At 1250 mg/kg b.w./day (x2), no clinical sign was noted.
The dose of 2000 mg/kg that induced no redhibitory clinical sign was retained as the top dose to be tested in the main genotoxicity experiment. Two lower doses of 1000 and 500 mg/kg b.w./day were also tested.
Therefore, the main experiment was done in male rats since no obvious differences were observed between male and female animals during the preliminary study.


In the main study, no statistically or biologically significant increase in the mean of medians of percentage of DNA in tail per slide was observed at the 3 tested doses of 2000, 1000 and 500 mg/kg b.w./day (x 2) of DPTU in liver of CD Sprague-Dawley male rats. It was concluded that DPTU is not genotoxic toward liver from CD Sprague-Dawley male rats as
investigated by the in vivo Comet assay.


No statistically or biologically significant increase in the mean of medians of percentage of DNA in tail per slide was observed at the 3 tested doses of 2000, 1000 and 500 mg/kg b.w./day (x 2) of DPTU in glandular stomach of CD Sprague-Dawley male rats. It was concluded that DPTU is not genotoxic toward glandular stomach from CD Sprague-Dawley male rats as investigated by the in vivo Comet assay.

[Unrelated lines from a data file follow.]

PR #63, opened 2018-10-24
Add flag to disable Werror

redxaxder:
This was lost in a rebase previously


ruhatch (approved):
I thought this was missing - good spot :+1:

No statistically or biologically significant increase in the mean of medians of percentage of DNA in tail per slide was observed at the 3 tested doses of 2000, 1000 and 500 mg/kg b.w./day (x 2) of DPTU in duodenum of CD Sprague-Dawley male rats.
It was concluded that DPTU is not genotoxic toward duodenum from CD Sprague-Dawley male rats as investigated by the in vivo Comet assay.

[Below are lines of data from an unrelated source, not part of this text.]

PR #65, opened 2018-10-25
[CDEC-636] More operational blockchain rules with delegation interface incorporated

mdimjasevic:
This makes blockchain rules more operational. Furthermore, it incorporates two functions from the delegation interface. The interface is positioned between the ledger layer and the blockchain layer.


dnadales:
Do we want to use the conventions that @nc6 drafted out in [here](https://github.com/input-output-hk/cardano-chain/pull/58). One thing that I find really helpful is to have the types of the transitions explicitly defined.

specs/chain/latex/blockchain-spec.tex
```diff
@@ -492,92 +639,144 @@ \subsubsection{Block Validity}
...
-       b = (h, sl, d, \sigma)
-    \end{array}}
-    &
-    {\begin{array}{c}
-       \sign{sk_d}{h}{sl}{d} = \sigma \\
-       \valid{b}{vk_d} \\
-       \delegate{sk_s}{vk_d} = (vk_s, vk_d, e, \sigma') \\
-       \signedwindow{sk_s}{[\predbseq^K\var{b}; \predbseq^{(K-1)}\var{b}; \cdots; \predbseq^1{b}]} | \leq K \cdot t
+      \hash{b} = h = p \\ % types have to be fixed for hashes
+      vk_s = \delegator{vk_d}{sl} \wedge (sk_d, vk_d) \in \SKey \times \VKey \\
```
dnadales: The `delegator` function should depend on the state of the transition system. This state could be updated by the ledger rules, but I think the blockchain rules need to keep it, and pass it to this `delegator` function.

specs/chain/latex/blockchain-spec.tex
```diff
@@ -492,92 +639,144 @@ \subsubsection{Block Validity}
...
+      \size{\signmap{vk_s}} \leq K \cdot t \wedge \sign{sk_d}{h}{sl}{(\bdata{b})} = \bsig{b} \\
```
dnadales: Why do we need `sk_d` and `sl`? I know the OBFT paper specifies this, but I think we need to use the `verify` counterpart. The reason for this is that `sk_d` is existentially quantified, and it'd be difficult to implement, since all we have at a "block-transition" is a block, which only contains the verifying keys.

specs/chain/latex/blockchain-spec.tex
```diff
@@ -492,92 +639,144 @@ \subsubsection{Block Validity}
...
+      \signmapname' = \incixmap{vk_s}{(\trimix{\signmapname}{ix})}{ix} \\
```
dnadales, line 636: I think we should specify what `incIxMap` and `trimIx` do, otherwise they could be anything, can't they?

Maybe redefine this in terms of the set and map operations.

dnadales:
One fundamental piece of information that I'm missing is whether you could use the ledger rule I proposed:

image

I really need to know this, since otherwise I cannot move forward with the delegation rules. 

If you want we can discuss this over a video call.

specs/chain/latex/blockchain-spec.tex
```diff
@@ -492,92 +639,144 @@ \subsubsection{Block Validity}
...
+  %
+  \begin{align*}
+    \text{qHead} & \in \Queue_\BlockIx \totalf \BlockIx^? & \text{head of queue function} \\
+    \text{qPush} & \in \Queue_\BlockIx \times \BlockIx \totalf \Queue_\BlockIx
+      & \text{queue push function} \\
+    \text{qPop} & \in \Queue_\BlockIx \totalf {\Queue_\BlockIx}^?
+      & \text{queue pop function} \\
+    \text{\trimixname} & \in \mapqueue \times \BlockIx \totalf \mapqueue
+      & \text{old block removal function} \\
+    \text{\incixmapname} & \in \VKeyGen \times \mapqueue \times \BlockIx \totalf \mapqueue
```
dnadales: The functions have different fonts here and in the rules.

specs/chain/latex/blockchain-spec.tex
```diff
@@ -492,92 +639,144 @@ \subsubsection{Block Validity}
...
+  %
+  \emph{Type aliases}
+  %
+  \begin{align*}
+    \mapqueue = \VKeyGen \totalf \Queue_\BlockIx
+  \end{align*}
+  \emph{Functions}
+  %
+  \begin{align*}
+    \text{qHead} & \in \Queue_\BlockIx \totalf \BlockIx^? & \text{head of queue function} \\
```
dnadales: It seems `qHead`, `qPush`, `qPop` aren't used, are they?

specs/chain/latex/blockchain-spec.tex
```diff
@@ -492,92 +639,144 @@ \subsubsection{Block Validity}
...
-  \label{eq:predbseq}
-  \predbseq{b} = (\text{\toseqname} \circ \text{\predbname})(b)
-\end{equation}
 
-Analogously to the \predbname\ function, $\predbseq^m{b}$ is defined as:
+\begin{figure}
+  \emph{Abstract types}
+  %
+  \begin{align*}
+    q & \in \Queue_\BlockIx  & \text{block index queue}
```
dnadales: It seems `\Queue_\BlockIx` isn't used.

specs/chain/latex/blockchain-spec.tex
```diff
@@ -157,98 +178,256 @@ \section{Preliminaries}
...
-possibly the second item in the list have to be examined.
+If $s(\cdot)$ is a function for serialising data and $d(\cdot)$ a function for
+deserialising data, their composition $s \circ d$ is not an identity function:
+%
+this is hard to enforce and it is considered a bad practice in cryptography
+design.
 
-This approach also supports certificate revocation: it is done by posting a
-certificate in which a key delegates to itself.
+% \section{Delegation}
```
dnadales: Can we remove the commented code?

specs/chain/latex/blockchain-spec.tex
```diff
@@ -157,98 +178,256 @@ \section{Preliminaries}
...
-Due to trimming, each list in the map has at most two certificates at any
-point in time.
-%
-At the beginning of an epoch, a list has only one element and at any other
-point it can have at most two elements (i.e., two certificates) if there was a
-new delegation certificate for the next epoch posted.
 
+\section{Auxiliary definitions}
+\label{sec:auxil-defin}
+TODO: Put this note on serialisation somewhere more appropriate.
```
dnadales: @nc6 already took care of this in [this branch](https://github.com/input-output-hk/cardano-chain/tree/nc/semantics-spec). Maybe we could update this, and also discuss with him whether we need to do anything in the SOS rules.

specs/chain/latex/blockchain-spec.tex
```diff
@@ -267,70 +446,59 @@ \section{Delegation Interface}
...
 for checking if a particular verification key has the delegation right to sign
-a block in the current slot.
+a block in a given slot.
 %
 In particular, if the verification key has the right to sign, the
 functionality should inform who is the delegator.
 %
 In Haskell, the signature of the corresponding function is:
 %
 \begin{lstlisting}
```
dnadales: This is not render correctly, I think you need to configure the `listings` style. We could make an issue to have a common file with this, so that we can reuse it across documents, like the `iohk.sty` that @JaredCorduan made.

specs/chain/latex/blockchain-spec.tex
```diff
@@ -157,98 +178,256 @@ \section{Preliminaries}
...
+  \emph{Abstract types}
+  %
+  \begin{align*}
+    c & \in \HCert  & \text{heavyweight delegation certificate} \\
+  \end{align*}
+  %
+  \emph{Functions}
+  %
+  \begin{align*}
+    \text{cFrom} & \in \HCert \totalf \VKeyGen & \text{certificate delegator key projection} \\
```
dnadales: Maybe we don't need to mention "projection" every time?

specs/chain/latex/blockchain-spec.tex
```diff
@@ -157,98 +178,256 @@ \section{Preliminaries}
...
+  %
+  \begin{align*}
+    ix & \in \BlockIx & \text{block index}\\
+     h & \in \BHash   & \text{block hash}\\
+  \end{align*}
+  %
+  \emph{Derived types}
+  %
+  \begin{align*}
+    (vk_1, \dotsc, vk_n, h) & \in \GBlock = \VKeyGen^n \times \BHash & \text{genesis block} \\
```
dnadales: Why not using "projections" for the genesis block as well?

specs/chain/latex/blockchain-spec.tex
dnadales, line 636: I think `ix = bIx`, right? And probably you also need to define `sl`.

dnadales (commented):
My main concerns are:

0. The `delegator` function should be a function of the state of the transition system.
1. We need not use `sk_d` in the rules.
2. Functions `incIxMap` and `trimIx` should be explicitly defined.

We can discuss this over a video call together with @nc6, @JaredCorduan , and @dcoutts .

mdimjasevic:
> Do we want to use the conventions that @nc6 drafted out in [here](https://github.com/input-output-hk/cardano-chain/pull/58). One thing that I find really helpful is to have the types of the transitions explicitly defined.

I'll definitely use whatever conventions and notation we use. I'll read what Nick has and update this spec accordingly.

mdimjasevic:
> One fundamental piece of information that I'm missing is whether you could use the ledger rule I proposed:
> 
> image
> 

The type of `pdlgs` seems reasonable.

A type dictates a semantics, but the specifics of a value implementing the type (e.g., inference rules) should be irrelevant for the interface. If it wasn't that way, then there would be no interface and no separation of concerns. Instead, there would be a dependent implementation of different things, in our example a combined implementation of the blockchain and the ledger layers.

specs/chain/latex/blockchain-spec.tex
mdimjasevic: You're right. An alternative is to use the function symbol without any arguments applied, which puts unwelcome white space after the symbol. If you have a different proposal to handle this, I'd be more than happy to implement it!

specs/chain/latex/blockchain-spec.tex
mdimjasevic: I'll provide definitions for `trimIx` and `incIxMap` next, which will use these queue operations.

specs/chain/latex/blockchain-spec.tex
mdimjasevic: Right, I'll remove it.

specs/chain/latex/blockchain-spec.tex
mdimjasevic: I noticed Haskell code doesn't render properly and that I'll have to fix it. Is it already customised properly in Jared's style file?

specs/chain/latex/blockchain-spec.tex
mdimjasevic: That's a good point. I'll change that.

specs/chain/latex/blockchain-spec.tex
mdimjasevic: Right. Fixed. Thanks!

mdimjasevic:
@dnadales , I don't see how could the `delegator` function depend on a state of the blockchain transition system. Can you please explain how?

As described in the document, this function is part of the interface between the ledger layer and the blockchain layer and it is provided by the ledger layer. Per our discussions and an agreement, the blockchain layer doesn't keep certificates as part of its state, hence the `delegator` function cannot depend on a non-existing part of the blockchain state. That part of the state is maintained by the ledger. Don't you agree?

specs/chain/latex/blockchain-spec.tex
JaredCorduan: not yet, but that would be a great thing to add to it

dnadales:
> > One fundamental piece of information that I'm missing is whether you could use the ledger rule I proposed:
> > image
> 
> The type of `pdlgs` seems reasonable.
> 
> A type dictates a semantics, but the specifics of a value implementing the type (e.g., inference rules) should be irrelevant for the interface. If it wasn't that way, then there would be no interface and no separation of concerns. Instead, there would be a dependent implementation of different things, in our example a combined implementation of the blockchain and the ledger layers.

We should aim for all the best things formal methods and good software engineering practices advocate, however note that we're using the small-steps semantics framework, which means that we have to play according to its rules. Here we have no concepts of type-classes, modules, dependent types, or what have you. If there are improvements to the small-steps semantics framework you think we can introduce within a reasonable time frame we should by any means do it, but we should keep in mind that:

0. Operational rules should be simple: the idea behind the operational rules is that we can communicate with other researchers (who might not speak FP or Haskell).
1. We have to deliver something sooner rather than later.

All in all, the chain rules have to refer to the ledger transitions at some point, and so far I have no idea how do you plan on doing this. Without knowing this I don't see which kind of transitions I have to provide. What I'd expect to see is something like:

```
... some conditions ... ledgerEnv |- ledgerSt --L--> ledgerSt'
... maybe some conditions on ledgerEnv/ledgerSt/LedgerSt'
--------------------------------------------------------------------
chainEnv |- chainSt --C--> chainSt'
```

Where `--C-->` is the chain transition, and `--L-->` is the ledger transition.

dnadales:
> @dnadales , I don't see how could the `delegator` function depend on a state of the blockchain transition system. Can you please explain how?
> 
> As described in the document, this function is part of the interface between the ledger layer and the blockchain layer and it is provided by the ledger layer. Per our discussions and an agreement, the blockchain layer doesn't keep certificates as part of its state, hence the `delegator` function cannot depend on a non-existing part of the blockchain state. That part of the state is maintained by the ledger. Don't you agree?

Let's discuss this over video call. Otherwise we'll never agree on anything like this.

dnadales (approved):
I think discussing the open issues on github is neither efficient nor effective. Let's have a video call with all the parties that might be interested (besides @mdimjasevic and @dnadales of course), open a google doc, and try to come to an agreement.

nc6:
Concur, let's aim to have an agreement today!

The control of concentrations of DPTU in treatment preparations was performed in a GLP-compliant laboratory following a validated method. The results are reliable.
The results of the assays for DPTU in treatment preparations were satisfactory. In addition DPTU was not detected in the solvent.
The acceptance criteria for the assay were fulfilled. The current study was valid.


As a conclusion, DPTU induced no genotoxic activity under these experimental conditions.